Prediction of Solar Surface Magnetic Fields Using an AI-based Surface Flux Transport Model

In this study, we develop an artificial intelligence (AI)-based solar surface flux transport (SFT) model. We predict global magnetic field distributions on the solar surface up to the next solar rotation (27.3 days) using deep-learning. Here we train and evaluate our deep-learning model, based on the Pix2PixCC architecture, using data sets of SDO/HMI, SOHO/MDI, and NSO/GONG synoptic maps with a resolution of 360 by 180 (longitude and sine-latitude) from 1996 to 2023. We present results of our model and compare them with those from the persistence model and the conventional SFT model, including the effects of differential rotation, meridional flow, and diffusion on the solar surface.
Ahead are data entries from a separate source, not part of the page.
PR #3066, opened 2023-01-10
feat: Added ens_usernames database table

igor-sirotin:
Required by https://github.com/status-im/status-desktop/issues/3234

* Add `ens_usernames` table to save ENS usernames with other information, e.g. `chainId`
* Automatically add/remove values from `ens_usernames` table
* Migrate current data from `settings.usernames`

NOTE: I implemented the migration manually in go.
I first did it with SQL, but `json_each` function seem to be not supported by our go lib.
Please, let me know if this is a wrong way/place to do this.

```sql
CREATE TABLE IF NOT EXISTS ens_usernames (
	"username" TEXT NOT NULL,
	"chain_id" UNSIGNED BIGINT DEFAULT 1,
);

INSERT INTO ens_usernames (username) 
	SELECT json_each.value FROM settings, json_each(usernames);
```


appdatabase/database.go
```diff
@@ -56,6 +57,13 @@ func InitializeDB(path, password string, kdfIterationsNumber int) (*sql.DB, erro
 	if err != nil {
 		return nil, err
 	}
+
+	// Migrate `settings.usernames` here, because current SQL implementaion doesn't support `json_each`
+	err = MigrateEnsUsernames(db)
+	if err != nil {
+		return nil, err
+	}
+
```
richard-ramos: I think this should be moved to be executed before the `err = migrations.Migrate(db)` in line 56,  otherwise it will not be possible to execute migrations over the ens_usernames table in case we need to

services/ens/database.go
```diff
@@ -0,0 +1,57 @@
...
+		return result, err
+	}
+
+	defer rows.Close()
+
+	for rows.Next() {
+		var ensUsername EnsUsernameDetails
+		err = rows.Scan(&ensUsername.Username, &ensUsername.ChainId)
+		if err != nil {
+			return result, err
```
richard-ramos:
```suggestion
			return nil, err
```
To avoid returning partial results

appdatabase/database.go
```diff
@@ -107,3 +115,71 @@ func GetDBFilename(db *sql.DB) (string, error) {
...
+		usernames = append(usernames, list...)
+	}
+
+	for _, username := range usernames {
+		_, err := db.Exec(`INSERT INTO ens_usernames (username) VALUES (?)`, username)
+		if err != nil {
+			log.Error("Migrating ens usernames: failed to insert username into new database")
+			return err
+		}
+	}
```
richard-ramos: What should happen if one of the inserts fail? is it okay if the table contains incomplete results? if no, consider using a transaction and rolling back on error

appdatabase/database.go
```diff
@@ -107,3 +115,71 @@ func GetDBFilename(db *sql.DB) (string, error) {
...
+	for rows.Next() {
+		var usernamesJson string
+		err := rows.Scan(&usernamesJson)
+
+		if err != nil {
+			return err
+		}
+
+		var list []string
+		json.Unmarshal([]byte(usernamesJson), &list)
```
richard-ramos:
```suggestion
		err := json.Unmarshal([]byte(usernamesJson), &list)
		if err != nil {
		   return err 
		}
```

appdatabase/database.go
```diff
@@ -107,3 +115,71 @@ func GetDBFilename(db *sql.DB) (string, error) {
...
+	// -- 2. Move current `settings.usernames` to the new table
+	/*
+		INSERT INTO ens_usernames (username)
+			SELECT json_each.value FROM settings, json_each(usernames);
+	*/
+
+	rows, err := db.Query(`SELECT usernames FROM settings`)
+
+	if err != nil {
+		log.Error("Migrating ens usernames: failed to query 'settings.usernames'")
```
richard-ramos:
```suggestion
		log.Error("Migrating ens usernames: failed to query 'settings.usernames'", "err", err.Error())
```

appdatabase/database.go
```diff
@@ -107,3 +115,71 @@ func GetDBFilename(db *sql.DB) (string, error) {
...
+	}
+
+	// -- 1. Create new ens_usernames table
+
+	_, err = db.Exec(`CREATE TABLE IF NOT EXISTS ens_usernames (
+		"username" TEXT NOT NULL,
+		"chain_id" UNSIGNED BIGINT DEFAULT 1);`)
+
+	if err != nil {
+		log.Error("Migrating ens usernames: failed to create table")
```
richard-ramos:
```suggestion
		log.Error("Migrating ens usernames: failed to create table", "err", err.Error())
```

appdatabase/database.go
igor-sirotin: Good point.
I would say that it's ok for the table to be incomplete.
But I've changed the logic a bit, so that we keep the cycle going to try to insert all names. 
I also added printing witch username failed to insert.

wdyt?

appdatabase/database.go
```diff
@@ -107,3 +115,74 @@ func GetDBFilename(db *sql.DB) (string, error) {
...
+
+	if err != nil && err != sql.ErrNoRows {
+		return err
+	}
+
+	if tableExists {
+		return nil
+	}
+
+	// -- 1. Create new ens_usernames table
```
alaibe, line 135: could we have the structure migration in a normal migration file and only the data migration in go?

services/ens/api.go
```diff
@@ -75,6 +83,18 @@ func (api *API) Stop() {
 	})
 }
 
+func (api *API) GetEnsUsernames(ctx context.Context) ([]*EnsUsernameDetails, error) {
```
alaibe: As you are adding new API, is it going to work for mobile?

alaibe: After reading the code, maybe this should not be public?

services/ens/api.go
```diff
@@ -399,6 +420,7 @@ func (api *API) Register(ctx context.Context, chainID uint64, txArgs transaction
 	}
 
 	go api.rpcFiltersSrvc.TriggerTransactionSentToUpstreamEvent(types.Hash(tx.Hash()))
+	api.Add(ctx, chainID, fullDomainName(username))
```
alaibe: Is there no other function where we attach the username? I think setPubKey too

appdatabase/database.go
igor-sirotin: Well, sure we could.
But I'd prefer having it all in just one place. Is there any benefit of splitting this?

services/ens/api.go
igor-sirotin: Yeap, there's no problem for mobile team to switch to new API.
At the same time, the old API is kept working.

And probably a dummy question, cause I'm still new to status-go, but what exactly do you mean by "not public"?

services/ens/api.go
igor-sirotin: I'm not sure what does `setPubKey` function do. But I doesn't seem that we were saving some names from there.

Previously in desktop app we were saving it to `settings` with `saveNewEnsUsername`.
So I tracked all places where it was used and replaced them with saving to new table.

And there was just 2 places for this:
* `connectOwnedUsername`
* `ensTransactionConfirmed`

Both are now processed for the new table.

richard-ramos (approved):

appdatabase/database.go
alaibe: The benefit will be to not have a "special" migration for structure and have all the migration grouped together.

The data can probably be remove in few years while the structure change are permanent

services/ens/api.go
alaibe: Sorry by not public I mean, the function name being lowercase, that would make it private: https://yourbasic.org/golang/public-private/

services/ens/api.go
alaibe: SetPubKey is being used in this context: https://github.com/status-im/status-desktop/blob/master/src/app_service/service/ens/async_tasks.nim#L30

The wallet address owns the ens but the public key is attached to a different chat key.

I believe we also need to do it in set pub key:
```
self.confirmTransaction($PendingTransactionTypeDto.SetPubKey, receivedData.data, receivedData.transactionHash)
```

services/ens/api.go
igor-sirotin: @alaibe, I wasn't aware about that syntax, thanks 👍 

This function is called from the app with RPC, will it work if it's private?
I just followed main functions here like `Register`, `Release`, `SetPubKey` - they're public.

services/ens/api.go
igor-sirotin: Ok, I see it now. Didn't find it at first, because we weren't saving it before 🙂 
Nice catch, thank you!

alaibe (approved):

services/ens/api.go
alaibe: Nope indeed, if called from RPC they need to be capitalized

PR #3071, opened 2023-01-11
feat: retrieve balance history for tokens and cache it to DB

stefandunca:
### Refactor https://github.com/status-im/status-go/pull/2962 to simplify balance history fetching

Extends wallet module with the `history` package containing the following components:

#### `BalanceDB` (`balance_db.go`)

- Keeps track of balance information (token count, block, block timestamp) for a token identity (chain, address, currency)
- The cached data is stored in `balance_history` table.
- Uniqueness constrained is enforced by the `balance_history_identify_entry` UNIQUE index.
- The `balance_history_filter_entries` index ensures optimal DB fetching

#### `Balance` (`balance.go`)

- Provides two stages:
    - Fetch of balance history using RPC calls (`Balance.update` function)
    - Retrieving of cached balance data from the DB it exists (`Balance.get` function)
- Fetching and retrieving of data is done for specific time intervals defined by TimeInterval "enumeration"
- The update process is done for a token identity by the `Balance.Update` function
- The granularity of data points returned is defined by the constant increment step defined in `timeIntervalToStride` for each time interval.
- The `blocksStride` values have a common divisor to have cache hit between time intervals.

#### `Service` (`service.go`)

- Main APIs
    - `StartBalanceHistory`: regularly updates balance history for all enabled networks, available accounts and provided tokens.
    - `GetBalanceHistory`: retrieves cached token count for a token identity (chain, address, currency) for multiple chains
    - `UpdateVisibleTokens`: will set the list of tokens to have historical balance fetched. This is a simplification to limit tokens to a small list that makes sense

#### Fetch balance history for ECR20 tokens

- Add token.Manager.GetTokenBalanceAt to fetch the balance of a specific block number of ECR20.
- Add tokenChainClientSource concrete implementation of DataSource to fetch the balance of ECR20 tokens.
- Choose the correct DataSource implementation based on the token "is native" property.

#### Tests

Tests are implemented using a mock of the `DataSource` interface used
to intercept the RPC calls.

#### Notes:

- the timestamp used for retrieving block balance is constant
- simplification tradeoffs with negligible user side effects
  - can't fetch at any time; the user will have to wait for the update to reach and fetch the balance data for a specific token identity to be available for plotting retrieval, which is minor inconvenient, and the time to wait should improve with batching optimization if required
    - the reason is the missing arbitrary snapping implementation, I still found a way to keep the cache hit
  - degraded timestamp fetch precision, from a few seconds for most of the intervals to arbitrary based on the blockchain's block time variation, which should not be noticeable in the graph overview
  - missing snapping close to year, month, and day borders

Updates status-desktop: [#8175](https://github.com/status-im/status-desktop/issues/8175)
Closes status-destkop: [#8226](https://github.com/status-im/status-desktop/issues/8226), [#8862](https://github.com/status-im/status-desktop/issues/8862), [#8909](https://github.com/status-im/status-desktop/issues/8909)


services/wallet/history/balance_db.go
```diff
@@ -0,0 +1,178 @@
...
+	return &BalanceDB{
+		db: sqlDb,
+	}
+}
+
+// dBEntry represents a single row in the balance_history table.
+type entry struct {
+	chainID   uint64
+	address   common.Address
+	currency  string
```
alaibe: Do we still store the currency?

services/wallet/history/service.go
```diff
@@ -0,0 +1,235 @@
...
+	})
+}
+
+func (s *Service) StartBalanceHistory() {
+	go func() {
+		s.serviceContext, s.cancelFn = context.WithCancel(context.Background())
+		timer := time.NewTimer(balanceHistoryUpdateInterval)
+
+		update := func() {
+			err := s.updateBalanceHistoryForAllEnabledNetworks(s.serviceContext)
```
alaibe, line 84: do u need to pass the parameter serviceContext?

services/wallet/history/service.go
```diff
@@ -0,0 +1,235 @@
...
+
+	tokens, err := s.tokenManager.GetVisible(networkIds)
+	if err != nil {
+		return err
+	}
+
+	for _, address := range addresses {
+		s.triggerEvent(EventBalanceHistoryUpdateStarted, address, "")
+		for chainID, tokens := range tokens {
+			for _, token := range tokens {
```
alaibe: This will build the whole history for "every" token we have in store, am I correct?
How many infura token?

services/wallet/history/service.go
```diff
@@ -0,0 +1,235 @@
...
+	if err != nil {
+		return err
+	}
+
+	networkIds := make([]uint64, 0)
+	for _, network := range networks {
+		networkIds = append(networkIds, network.ChainID)
+	}
+
+	tokens, err := s.tokenManager.GetVisible(networkIds)
```
alaibe: GetVisible is not being use by desktop wallet anymore, we show token based on balance not on visibility set.

Your watcher needs to be based on the balance being currently positive for a token

services/wallet/history/service.go
```diff
@@ -0,0 +1,235 @@
...
+	return time.Now().UTC().Unix()
+}
+
+type tokenChainClientSource struct {
+	chainClientSource
+	TokenManager   *token.Manager
+	NetworkManager *network.Manager
+}
+
+func (src *tokenChainClientSource) BalanceAt(ctx context.Context, account common.Address, blockNumber *big.Int) (*big.Int, error) {
```
alaibe, line 174: When fetching balances, there is a contract to fetch balances for multiple token, do u know if that works with block number?

services/wallet/history/balance.go
```diff
@@ -0,0 +1,301 @@
...
+
+func (b *Balance) update(ctx context.Context, source DataSource, address common.Address, endingTimestamp int64, timeInterval TimeInterval) error {
+	startTimestamp := int64(0)
+	fetchTimestamp := int64(0)
+	if timeInterval != BalanceHistoryAllTime {
+		// Ensure we always get the complete range by fetching the next block also
+		startTimestamp = endingTimestamp - int64(timeIntervalDuration[timeInterval].Seconds())
+		fetchTimestamp = startTimestamp - int64(strideDuration(timeInterval).Seconds())
+	}
+	firstCached, _, err := b.db.filter(&assetIdentity{source.ChainID(), address, source.Currency()}, nil, &balanceFilter{fetchTimestamp, maxAllRangeTimestamp, expandFlag(timeIntervalToBitsetFilter[timeInterval])}, 1, asc)
```
alaibe: why not using getFirst ?

services/wallet/history/balance.go
```diff
@@ -0,0 +1,301 @@
...
+		return err
+	}
+
+	var oldestCached *big.Int
+	var oldestTimestamp int64
+	var newestCached *big.Int
+	if len(firstCached) > 0 {
+		oldestCached = new(big.Int).Set(firstCached[0].block)
+		oldestTimestamp = firstCached[0].timestamp
+		lastCached, _, err := b.db.filter(&assetIdentity{source.ChainID(), address, source.Currency()}, nil, &balanceFilter{minAllRangeTimestamp, maxAllRangeTimestamp, expandFlag(timeIntervalToBitsetFilter[timeInterval])}, 1, desc)
```
alaibe: Don't u also have a getLast

services/wallet/history/balance.go
```diff
@@ -0,0 +1,301 @@
...
+		if err != nil {
+			return err
+		}
+
+		oldestCached = new(big.Int).Set(mostRecentBlock)
+		oldestTimestamp = int64(mostRecentDataPoint.Timestamp)
+		newestCached = new(big.Int).Set(mostRecentBlock)
+	}
+
+	if oldestTimestamp > startTimestamp {
```
alaibe, line 211: why do we need to cache backward if the cache values are already fullfilled?

services/wallet/history/balance_db.go
stefandunca: Yes, this is part of the balance identity, so it is necessary to identify the balance for which token (native or ERC20). Another option will be to have a native flag and token contract, but I think the short ISO code covers the same more simply, right?

services/wallet/history/service.go
stefandunca: That is used for cancelling the ongoing long update process when we stop the wallet.

services/wallet/history/service.go
stefandunca: These are coming from `GetVisible`, and I relied on this as the ground truth for the visible tokens. However, based on your other comment, I have to change and source them from the "balance, not zero" store.

services/wallet/history/service.go
stefandunca: I will change this, thanks for the heads up.

services/wallet/history/service.go
stefandunca: I'm not aware of the multiple-balance contract. I will have a look. For ERC20 individual tokens, it works, it has already been tested with the previous implementation. Is this what you asked?

services/wallet/history/balance.go
stefandunca: This is for a specific token identity only. `getFirst` is a general query for the first cached on this chain. I will add an alias.

services/wallet/history/balance.go
stefandunca: I will add an alias to simplify the code.

services/wallet/history/balance.go
stefandunca: This is to cover the first fetch when we don't have a historical point to start from in order to cache forward. The previous implementation was finding the start point and only cache forward, but estimating a start point is difficult.

services/wallet/history/balance_db.go
alaibe: just to be sure to understand, what would be the value of this?

services/wallet/history/service.go
alaibe: this contract works for ERC20 and for native chain balance. But here clearly the interest is for erc20

services/wallet/history/service.go
alaibe: it is a bit weird to pass s."something" to a function member but i understand why

services/wallet/history/balance_db.go
stefandunca: This is the `token.symbol` from [AssetsDetailView](https://github.com/status-im/status-desktop/blob/e0c1a8cdfef7e1d9bfafed409acb718c71ad5b17/ui/imports/shared/views/AssetsDetailView.qml#L128). e.g. `ETH`, `SNT`

services/wallet/api.go
```diff
@@ -119,9 +125,27 @@ func (api *API) GetTokensBalancesForChainIDs(ctx context.Context, chainIDs []uin
...
-	return api.s.transferController.GetBalanceHistory(ctx, chainID, address, timeInterval)
+func (api *API) StartBalanceHistory(ctx context.Context) error {
+	api.s.history.StartBalanceHistory()
+	return nil
+}
+
+func (api *API) StopBalanceHistory(ctx context.Context) error {
+	api.s.history.Stop()
+	return nil
+}
```
alaibe, line 140: Do we need dedicated Start/Stop for the history, cannot we use the global Start/Stop Wallet?

services/wallet/history/balance_db.go
alaibe: Gotcha, this is what confused me, as when I read currency, I imagine USD, maybe rename it `tokenSymbol` ? this is what we use elsewhere

services/wallet/history/balance_db.go
```diff
@@ -0,0 +1,178 @@
...
+
+const (
+	asc  sortDirection = 0
+	desc sortDirection = 1
+)
+
+type assetIdentity struct {
+	ChainID  uint64
+	Address  common.Address
+	Currency string
```
alaibe: nit: TokenSymbol

services/wallet/history/balance_db.go
```diff
@@ -0,0 +1,178 @@
...
+	db *sql.DB
+}
+
+func NewBalanceDB(sqlDb *sql.DB) *BalanceDB {
+	return &BalanceDB{
+		db: sqlDb,
+	}
+}
+
+// dBEntry represents a single row in the balance_history table.
```
alaibe: nit: I think docstring is wrong, it should just be entry correct?

services/wallet/history/balance_db.go
```diff
@@ -0,0 +1,178 @@
...
+	}
+	rows, err := b.db.Query(queryStr, identity.ChainID, identity.Address, identity.Currency, (*bigint.SQLBigInt)(startingAtBlock), filter.minTimestamp, filter.maxTimestamp, filter.bitset, maxEntries)
+	if err != nil {
+		return nil, nil, err
+	}
+	defer rows.Close()
+
+	currentEntry := 0
+	result := make([]*entry, 0)
+	for rows.Next() && currentEntry < maxEntries {
```
alaibe: why not just `for rows.Next() {` as you already have the limit in the query?

services/wallet/history/service.go
```diff
@@ -0,0 +1,339 @@
...
+	eventFeed      *event.Feed
+	rpcClient      *statusrpc.Client
+	networkManager *network.Manager
+	tokenManager   *token.Manager
+	serviceContext context.Context
+	cancelFn       context.CancelFunc
+
+	timer          *time.Timer
+	visibleSymbols []string
+	mutex          sync.Mutex // Protects access to visibleSymbols
```
alaibe: nit: it seems the "good" practice is to reuse variable name + mutext e.g `visibleSymbolsMutex`

For consistency maybe name visibleSymbols: visibleTokenSymbols

services/wallet/history/service.go
```diff
@@ -0,0 +1,339 @@
...
+		db:             db,
+		eventFeed:      eventFeed,
+		rpcClient:      rpcClient,
+		networkManager: rpcClient.NetworkManager,
+		tokenManager:   tokenManager,
+	}
+}
+
+func (s *Service) Stop() {
+	s.cancelFn()
```
alaibe: can it be nil?

services/wallet/history/service.go
```diff
@@ -0,0 +1,339 @@
...
+}
+
+func (s *Service) triggerEvent(eventType walletevent.EventType, account statustypes.Address, message string) {
+	s.eventFeed.Send(walletevent.Event{
+		Type: eventType,
+		Accounts: []common.Address{
+			common.Address(account),
```
alaibe, line 72: isn't account always empty?

services/wallet/history/service.go
```diff
@@ -0,0 +1,339 @@
...
+			resetTimer(s.timer, balanceHistoryUpdateInterval)
+
+			if update() {
+				return
+			}
+		}
+	}()
+}
+
+func resetTimer(timer *time.Timer, interval time.Duration) {
```
alaibe: why not making it a function of (s *Service), the service knows about both

services/wallet/history/service.go
```diff
@@ -0,0 +1,339 @@
...
+	if network == nil {
+		return nil, errors.New("network not found")
+	}
+	token := src.TokenManager.FindToken(network, src.currency)
+	if token == nil {
+		return nil, errors.New("token not found")
+	}
+	balance, err := src.TokenManager.GetTokenBalanceAt(ctx, src.chainClient, account, token.Address, blockNumber)
+	if err != nil {
+		if err.Error() == "no contract code at given address" {
```
alaibe, line 188: Could we not reuse that to indicate that we should not continue to go back in time?

services/wallet/api.go
stefandunca: I don't want to start for mobile. However, it should be merged when it is implemented from their side.

services/wallet/history/service.go
stefandunca: No, only in case of cancellation or critical error. Otherwise, it will contain the account address when starting and finishing the fetching for the specific address. Plan to use it in UI when visualizing an account's graph to update when data is available.

services/wallet/history/service.go
stefandunca: I added `firstUnavailableBlockNo` to mark the oldest known `blockNumber` without contract and avoid fetching older blocks later. Otherwise, it is needed to mark history cached. No need for a specific state, a balance of `0` works best.

services/wallet/api.go
alaibe: Mobile do not use the StartWallet function yet, it can be merged no?

alaibe (approved):
Very nice one

services/wallet/api.go
stefandunca: Then indeed. However, I would like to postpone it until the entire work is finished and integrated into the app.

Our AI-based SFT model generates magnetic field distributions for the next solar rotation, better than the conventional SFT model and the persistence model in the quantitative metrics such as RMSE, FSIM, and pixel-to-pixel CC. Our model successfully generates magnetic features, such as the diffusion of solar active regions and the motions of supergranules. Our model also generates small-scale magnetic features better than the conventional SFT models. Using synthetic input data with bipolar structures, we confirm that our model successfully reproduces differential rotation and meridional flow. Finally, we discuss the advantages and limitations of our model in view of magnetic field evolution and its potential applications.